BEGIN
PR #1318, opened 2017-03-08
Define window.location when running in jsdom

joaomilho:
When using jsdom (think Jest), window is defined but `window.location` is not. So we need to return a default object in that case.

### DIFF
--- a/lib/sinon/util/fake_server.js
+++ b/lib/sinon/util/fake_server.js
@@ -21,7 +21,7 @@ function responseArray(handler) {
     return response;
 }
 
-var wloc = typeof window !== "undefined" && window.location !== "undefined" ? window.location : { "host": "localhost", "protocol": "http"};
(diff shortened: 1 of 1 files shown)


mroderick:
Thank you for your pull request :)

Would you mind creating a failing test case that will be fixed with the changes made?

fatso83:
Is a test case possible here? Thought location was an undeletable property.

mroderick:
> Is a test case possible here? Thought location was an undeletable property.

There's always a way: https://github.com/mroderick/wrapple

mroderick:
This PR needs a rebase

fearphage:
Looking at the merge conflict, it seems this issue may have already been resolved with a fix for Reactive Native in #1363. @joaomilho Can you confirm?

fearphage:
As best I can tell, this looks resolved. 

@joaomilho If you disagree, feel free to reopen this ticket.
END
→ **Problem description**:
Only the lines from the one with "As best I can tell, this looks resolved." through the final line above belong in the answer, each retyped exactly.

→ **Answer area**:
As best I can tell, this looks resolved. 

@joaomilho If you disagree, feel free to reopen this ticket.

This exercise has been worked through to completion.